I went to hear her talk at PEN's 'World Voices' tour in the NY Public Library. She discussed the same issue she covered here, and she declared how proud she was to be an American. People were shocked to hear someone saying things like that. I was surprised to see that the audience, composed mostly of NY Times-reader types gave her a five minute standing ovation.

In his remarkable piece in the Weekly Standard (linked above), Lee Harris provides an intriguing analysis of the Pope's comments last year that led to Muslim rioting. Far from being a challenge to Islam, his comments were a challenge to Westerners to see how their tradition is really a fusion of the culture of reason and the culture of belief. This builds on themes Harris talks about in articles like this one:

http://www.travelbrochuregraphics.com/extra/cosmopolitan_illusion.htm

His first book "Civilization and its Enemies" also puts into perspective the fact that what we today call "reason" (mostly scientific reason) is not something the first reasoning society (the Greeks) would have recognized. For example, a modern thinker might look at a question such as "which religion is superior" and answer simply that all religions are based on superstitition and thus reason cannot allow us to answer such a question.

Classical thinkers might approach the question differently by noting that a religion (no matter how preposterous its superstitions) that allows reasoning men to live next door to its members is superior to a religion that determines all people who believe in reason (vs. believing in the relion's creed) must be killed. If you cannot bring yourself to admit that a religion that lets you live is superior to a religion that will happily murder you, then you are confronted by "The Suicide of Reason".

So, despite my enormous respect for Ali, I think she got it wrong by putting reason in one bucket and romanticism and religious faith in another. Rather, we as men and women of reason must get back to the origins of what it means to be a reasoning person. For too long, men of science of monopolized the term. If reason is to rescue us, it must be relearned in all of its original breadth as a tool appropriate for men of science, men of philosophy and even *gasp* men of faith.

If you cannot bring yourself to admit that a religion that lets you live is superior to a religion that will happily murder you, then you are confronted by "The Suicide of Reason".

If you believe that no religion should have the power to decide who lives and who dies, then you are confronted by the American ideal of the separation of church and state.

I have no problems with the idea or practice of faith, but I don't believe that we need faith or patriotism to fight the threat of Islamism. Faith is a wonderful thing, and it can inspire people to join together, but it can also exclude people who would otherwise like to join the fight.

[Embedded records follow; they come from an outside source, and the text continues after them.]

PR #1168, opened 2022-12-08
Added function to start battery autoupdate to avoid syslink queue overflow.

tobbeanton:
Part of fixing https://github.com/bitcraze/crazyflie2-nrf-firmware/issues/78.

Before the nRF was sending battery status and RSSI messages to STM over syslink after a startup delay. Now a activation message must be sent to avoid a syslink queue overflow.


victorhook:
Looks good :)

PR #1169, opened 2022-12-08
Discard incoming syslink packets until system is ready

### LINKED ISSUE #1087: Assert does not seem to work from interrupts
If an ASSERT() statement in an interrupt fails and triggers a re-boot, it seems as the STM freezes instead of re-boots.
This has been observed in the syslink UART DMA interrupt (current version 220726), in the uartslkDmaRXIsr() function in uart_syslink.c.

I tried to reproduce it by triggering an assert at a know time, I used the protocol version request message (that is send during connection) to trigger the assert.

Insert the following code into uartslkDmaRXIsr() (or uartslkHandleDataFromISR()) and connect from the client to trigger the assert.

```C
    if (slp.type == SYSLINK_RADIO_RAW || slp.type == SYSLINK_RADIO_RAW_BROADCAST) {
      uint8_t header = slp.data[0];
      if(header == 0xFD) {
        ASSERT(0);
        // while(true);
      }
    }
```

Expected result: A re-boot and ending up in failed assert mode
Actual result: STM freeze

I have not tested if the same problem exists in other interrupts, or if it only is in the UART DMA interrupt.

This is issue is probably one of the current problems in the stability lab. I suspect that the syslink detects a check sum error and asserts, but the problem is hidden by the fact that the STM freezes.

krichardsson:
See description in #1087
This PR implements solution 2.

Fixes #1087

### DIFF
--- a/src/drivers/src/uart_syslink.c
+++ b/src/drivers/src/uart_syslink.c
@@ -62,6 +62,7 @@ static xSemaphoreHandle uartBusy;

The Muslims who join radical terrorist groups are no more 'pious' than apolitical Muslims. According to reports from Iraq, al Sadr's men leave their hideouts littered with beer cans. Al Qaeda uses drugs as often as they use religion to recruit members. According to some studies, the people who decide to become suicide bombers do so for relatively rational reasons. They use this strategy because the strategy works.

We shouldn't allow ourselves to be bamboozled by the Islamists' 'we're not afraid to die' propaganda. They're motivated by the same supremacist philosophy that motivated the Nazis - they just use different recruitment tools and different tactics. We need to understand those tactics and outsmart them. That requires research, pragmatism and reason.